Athletes are forced to be in the public at all times. Their internal struggles, family issues, and personal loss they deal with are put on the backburner. That is the job. But that job becomes hard to do when the one overwhelming feeling you have is that people do not care about your life. They do not care if you live or die, they do not care if you survive confrontation, and they do not care that your entire identity is traced directly to the color of your skin. How can we expect athletes of color to be perfect on the field when we have not been even remotely close to perfect for them in life? How can we as American people represent such divisiveness, little to no empathy, deny systemic issues of race in this country, while expecting black athletes to entertain us? How can we expect them to be an outlet for our entertainment when we have failed and so drastically ignored them?
I think back to a time where sports were a direct outlet for healing. The September baseball game at Shea Stadium and the homerun that ignited an entire city, an entire country. The first professional sporting event that took place in New York City after September 11th reflected a city in such deep pain, recovering from loss, reeling for any sort of normalcy, even for a moment. Piazza stepped up and put the entire city on his back. He hit a homerun that night for the American people and New Yorkers who were suffering. The cheers that erupted will never be forgotten; the feeling of relief lives inside many of us to this day. The homerun represented the first sign of hope after extensive loss and it represented a country united in one, looking to the same outlet for an escape.
And even after the horror we endured on that day, it was a time of unity and of common ground struggle. It was the only time I can remember when the entire country came together and healed together. It was the only time where sports were a real outlet for pain and suffering, where their presence could realistically put the struggles of the country behind if only for a few hours a night. We were in agreement – liberals, conservatives, black or white, we were all fighting the same enemy and we all felt just as unsafe.
We are not in that place today. We have no unity, we have no leadership, we have no home run that will take away the pain of Black people. We have no clear direction for change, and we have no hope or protection for those who are being oppressed. We can’t look to NBA players to be our entertainment when we refuse to accept their livelihoods are valued. We can’t expect MLB players to suit up and compete to the best of their ability when they have just watched another person who looks like them get shot in the back 7 times by police. We cannot expect athletes to function as usual when our current climate is not usual. Sports are no longer an escape, rather a reflection of the pain and suffering that is taking place in this country.
And because of that, you can’t use sports as an escape when the people entertaining us are the ones begging to be listened to. You can’t expect to feel joy and glee from athletes when post-game interviews are messages of hurt, loss, and loneliness.
We can no longer trust change to come from those we have been taught will protect us. It is only the extreme exhaustion of the same old same that has forced Black athletes and their white teammates to take control of the narrative and direct it towards non-performative change.

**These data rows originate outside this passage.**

PR #958, opened 2016-08-26
More unnecessary if drops

BBosman:
Both `proj` and `lazyEvaluator` are local variables which get instantiated earlier in the functions guaranteeing them to be non-`null`, making the checks unnecessary.

In the `proj` case there are a couple of references to `proj.ProjectName` before the check, proving the point. :smile:

### DIFF
--- a/src/XMakeBuildEngine/Evaluation/Evaluator.cs
+++ b/src/XMakeBuildEngine/Evaluation/Evaluator.cs
@@ -825,27 +825,23 @@ namespace Microsoft.Build.Evaluation
                 EvaluateItemGroupElement(itemGroupElement, lazyEvaluator);
             }
 
-            if (lazyEvaluator != null)
+            // Tell the lazy evaluator to compute the items and add them to _data
+            IList<LazyItemEvaluator<P, I, M, D>.ItemData> items = lazyEvaluator.GetAllItems();
+            foreach (var itemData in items)
             {
-
-                // Tell the lazy evaluator to compute the items and add them to _data
-                IList<LazyItemEvaluator<P, I, M, D>.ItemData> items = lazyEvaluator.GetAllItems();
-                foreach (var itemData in items)
+                if (itemData.ConditionResult)
                 {
-                    if (itemData.ConditionResult)
-                    {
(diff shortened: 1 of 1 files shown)


src/XMakeBuildEngine/Evaluation/Evaluator.cs
```diff
@@ -825,28 +825,24 @@ private static ProjectTargetInstance ReadNewTargetElement(ProjectTargetElement t
                 EvaluateItemGroupElement(itemGroupElement, lazyEvaluator);
             }
 
-            if (lazyEvaluator != null)
+            // Tell the lazy evaluator to compute the items and add them to _data
```
cdmihai: The lazy evaluator was previously introduced and the null / local instantiation are a sort of a poor man's escape hatch to revert back to the old behaviour if need be. At some point in the future (after the next VS release maybe?) we should remove the escape hatch and delete all the downstream code.

src/OrcasEngine/Shared/SolutionParser.cs
```diff
@@ -594,16 +594,13 @@ private void ParseProject(string firstLine)
             ProjectFileErrorUtilities.VerifyThrowInvalidProjectFile(line != null, "SubCategoryForSolutionParsingErrors",
                 new BuildEventFileInfo(SolutionFile), "SolutionParseProjectEofError", proj.ProjectName);
 
-            if (proj != null)
+            // Add the project to the collection
```
cdmihai: see https://github.com/Microsoft/msbuild/pull/963/files#r76450977

cdmihai:
I'm fine with the change in `src/XMakeBuildEngine/Construction/Solution/SolutionFile.cs`. Can you please extract it out in a separate PR so it can be merged? Or we can wait until the rest of the diffs are discussed.

BBosman:
I've updated the PR to remove the `src/OrcasEngine` change from it and I've moved the `src/XMakeBuildEngine/Construction/Solution/SolutionFile.cs` change to its own PR (#971).

cdmihai:
Closing as this change will become obsolete once we decide to do #975

PR #959, opened 2016-08-26
Drop PropertyGroupsAll else if

BBosman:
At line [104](https://github.com/BBosman/msbuild/blob/master/src/OrcasEngine/Choose/GroupEnumeratorHelper.cs#L104) the `if` statement scopes `this.type` to being `ListType.ItemGroupsAll` or `ListType.PropertyGroupsAll`, therefore it will always be `ListType.PropertyGroupsAll` within these `else` clauses, making the extra check unnecessary.

### DIFF
--- a/src/OrcasEngine/Choose/GroupEnumeratorHelper.cs
+++ b/src/OrcasEngine/Choose/GroupEnumeratorHelper.cs
@@ -114,7 +114,7 @@ namespace Microsoft.Build.BuildEngine
                                     yield return nestedGroup;
                                 }
                             }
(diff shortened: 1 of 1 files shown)


cdmihai:
`src/OrcasEngine` is a deprecated project that got put there for historical reasons. I think it's supposed to be read-only.
@AndyGerlicher

AndyGerlicher:
Agreed. Thanks for submitting but we won't take a change unless absolutely necessary. We should put a `readme.md` file noting that in the src.

PR #960, opened 2016-08-26
Drop another unnecessary if

BBosman:
Another unnecessary `if`.

The `if (isQuotedTransform)` on line 255, combined with the `continue` on line 265 ensures `!isQuotedTransform` will always evaluate to `true`.

The `if (functionCapture != null)` on line 270, combined with  the `continue` on line 278 ensures `functionCapture == null` will always evaluate to `true`.

Therefore this `if`-statement will always evaluate to `true`, making it unnecessary.

The same applies to the second instance.

### DIFF
--- a/src/XMakeBuildEngine/Evaluation/ExpressionShredder.cs
+++ b/src/XMakeBuildEngine/Evaluation/ExpressionShredder.cs
@@ -278,11 +278,8 @@ namespace Microsoft.Build.Evaluation
                             continue;
                         }
 
-                        if (!isQuotedTransform && functionCapture == null)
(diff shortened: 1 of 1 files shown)


cdmihai:
I'd keep this in for documentation purposes. It is superfluous, but better documents the intent of that murky code.

I'd be ok with removing the condition if you can replace it with a meaningful comment on what the intention was.

BBosman:
I took a stab at a meaningful comment, but couldn't come up with anything useful.

I'll close this out in favor of this `if`-statement documenting the intent of that murky code

PR #961, opened 2016-08-26
Simplify logic

BBosman:
In `Evaluator.cs` the `if (itemsAndMetadataFound.Metadata.Values.Count > 0)` check is already done at line 1806, making the `if` at 1825 unnecessary.

After dropping it, the logic in the `if` at line 1814 is identical to the `else` at line 1818, making the use of the `if`-statement unnecessary as well.

I didn't really know how to handle the comment, so I left that in place. 

The same applies to `LazyItemEvaluator.LazyItemOperation.cs`.

### DIFF
--- a/src/XMakeBuildEngine/Evaluation/Evaluator.cs
+++ b/src/XMakeBuildEngine/Evaluation/Evaluator.cs
@@ -1811,22 +1811,12 @@ namespace Microsoft.Build.Evaluation
                     include.Add(itemElement.Include);
                     ItemsAndMetadataPair itemsAndMetadataFromInclude = ExpressionShredder.GetReferencedItemNamesAndMetadata(include);
 
-                    if (itemsAndMetadataFromInclude.Items != null && itemsAndMetadataFromInclude.Items.Count > 0)
-                    {
-                        needToProcessItemsIndividually = true;
-                    }
-                    else
-                    {
-                        // If there is bare built-in metadata, we must always run items individually, as that almost
-                        // always differs between items.
-
-                        // UNDONE: When batching is implemented for real, we need to make sure that
-                        // item definition metadata is included in all metadata operations during evaluation
-                        if (itemsAndMetadataFound.Metadata.Values.Count > 0)
-                        {
-                            needToProcessItemsIndividually = true;
-                        }
-                    }
+                    // If there is bare built-in metadata, we must always run items individually, as that almost
+                    // always differs between items.
+                    // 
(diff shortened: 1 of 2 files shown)


src/XMakeBuildEngine/Evaluation/Evaluator.cs
```diff
@@ -1811,22 +1811,12 @@ private void DecorateItemsWithMetadataFromProjectItemElement(ProjectItemElement
                     include.Add(itemElement.Include);
```
radical: These 3 lines can be removed, since `itemsAndMetadataFromInclude` is not being used anymore.

src/XMakeBuildEngine/Evaluation/Evaluator.cs
```diff
@@ -1811,22 +1811,12 @@ private void DecorateItemsWithMetadataFromProjectItemElement(ProjectItemElement
...
-                        // always differs between items.
-
-                        // UNDONE: When batching is implemented for real, we need to make sure that
-                        // item definition metadata is included in all metadata operations during evaluation
-                        if (itemsAndMetadataFound.Metadata.Values.Count > 0)
-                        {
-                            needToProcessItemsIndividually = true;
-                        }
-                    }
+                    // If there is bare built-in metadata, we must always run items individually, as that almost
```
radical: IIUC, the earlier comment on lines 1808-1809 and this can be "merged" to be something like:

```
// If there is bare metadata of any kind, we must always run items individually. The two cases are:
//
// 1. If the Include involved an item list, we need to run items individually, as even non-built-in
//     metadata might differ between items
// 2. For bare *built-in* metadata, we need to run items individually, as that almost always
//     differs between items
//
// UNDONE: When batching is implemented for real, we need to make sure that
// item definition metadata is included in all metadata operations during evaluation
```

And the same can be done for the changes in `LazyItemOperation.cs` too.

Somebody familiar with this code will need to ensure that the above is correct though!

rainersigwald: That sounds right to me, but my head definitely hurts a little now, and I'm not completely confident. However, I don't think there's anyone actually familiar with this code around . . .

cdmihai: I'd vote to just leave this code as is, until we have to fix a bug in it. Then, we can refactor the whole thing.

rainersigwald:
Let's go with the "wait and then remove this" approach.

PR #963, opened 2016-08-26
Fix asserts

BBosman:
The surrounding `if`-clauses prevent the checks from actually guarding against anything.

### DIFF
--- a/src/XMakeCommandLine/XMake.cs
+++ b/src/XMakeCommandLine/XMake.cs
@@ -2835,10 +2835,7 @@ namespace Microsoft.Build.CommandLine
             {
                 logger = loggerDescription.CreateLogger();
 
-                if (logger == null)
-                {
-                    InitializationException.VerifyThrow(logger != null, "LoggerNotFoundError", unquotedParameter);
-                }
+                InitializationException.VerifyThrow(logger != null, "LoggerNotFoundError", unquotedParameter);
             }
             catch (IOException e)
             {


src/OrcasEngine/Logging/ParallelLogger/ParallelConsoleLogger.cs
```diff
@@ -1516,10 +1516,7 @@ internal void AddEventFinished(string projectTargetNames, BuildEventContext buil
                     entryPoint.AddEventFinished(null, buildEventContext, eventTimeStamp);
                 }
 
-                if (startedEvent == null)
-                {
-                    Debug.Assert(startedEvent != null, "Cannot have finished counter without started counter. ");
-                }
+                Debug.Assert(startedEvent != null, "Cannot have finished counter without started counter. ");
```
cdmihai: This is in deprecated code. Can you please remove this diff?
Also, `startedEvent` is a field which may be null when this method is called, right?

src/XMakeCommandLine/XMake.cs
```diff
@@ -2835,10 +2835,7 @@ string unquotedParameter
             {
                 logger = loggerDescription.CreateLogger();
 
-                if (logger == null)
-                {
-                    InitializationException.VerifyThrow(logger != null, "LoggerNotFoundError", unquotedParameter);
-                }
+                InitializationException.VerifyThrow(logger != null, "LoggerNotFoundError", unquotedParameter);
```
rainersigwald: But regardless of how `CreateLogger` might change, the null check is duplicated in the `if` and the `VerifyThrow` argument, right?

rainersigwald:
My theory on how this happened is that guards like this can be useful if they avoid a `string.Format` for the message. But that's not the case for these instances.

LGTM

src/OrcasEngine/Logging/ParallelLogger/ParallelConsoleLogger.cs
rainersigwald: I prefer leaving the legacy projects as-is.

src/XMakeCommandLine/XMake.cs
cdmihai: Oh, yeah, true, I should also look what's inside the if, not just at the condition :))

BBosman:

cdmihai:
:shipit:

PR #965, opened 2016-08-26
More if-tweaking

BBosman:
The first `if` is identical to the one at line 250 and `_log.HasLoggedErrors` can't have changed in the meantime, making the check obsolete.

And `pfxSuccess` is set to `false` in line 165. It is only modified in the `if` at line 190 and therefore will always be `true` in the else, making the `!pfxSuccess` check obsolete.


cdmihai:
:shipit:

We should not be emotionally profiting off of black athletes while simultaneously refusing to acknowledge their own emotions. We can’t claim sports as a form of healing when we aren’t concerned with the healing of those playing. We can’t tell Black athletes to distract us and ignore what is happening to their their brothers, sisters, mothers, and fathers, or try to police the pain of others. We don’t get to decide when someone should turn their emotions on and off. We do not get to claim their attention to help us sleep at night. Until we can accept what is happening in our country, we simply do not deserve sports.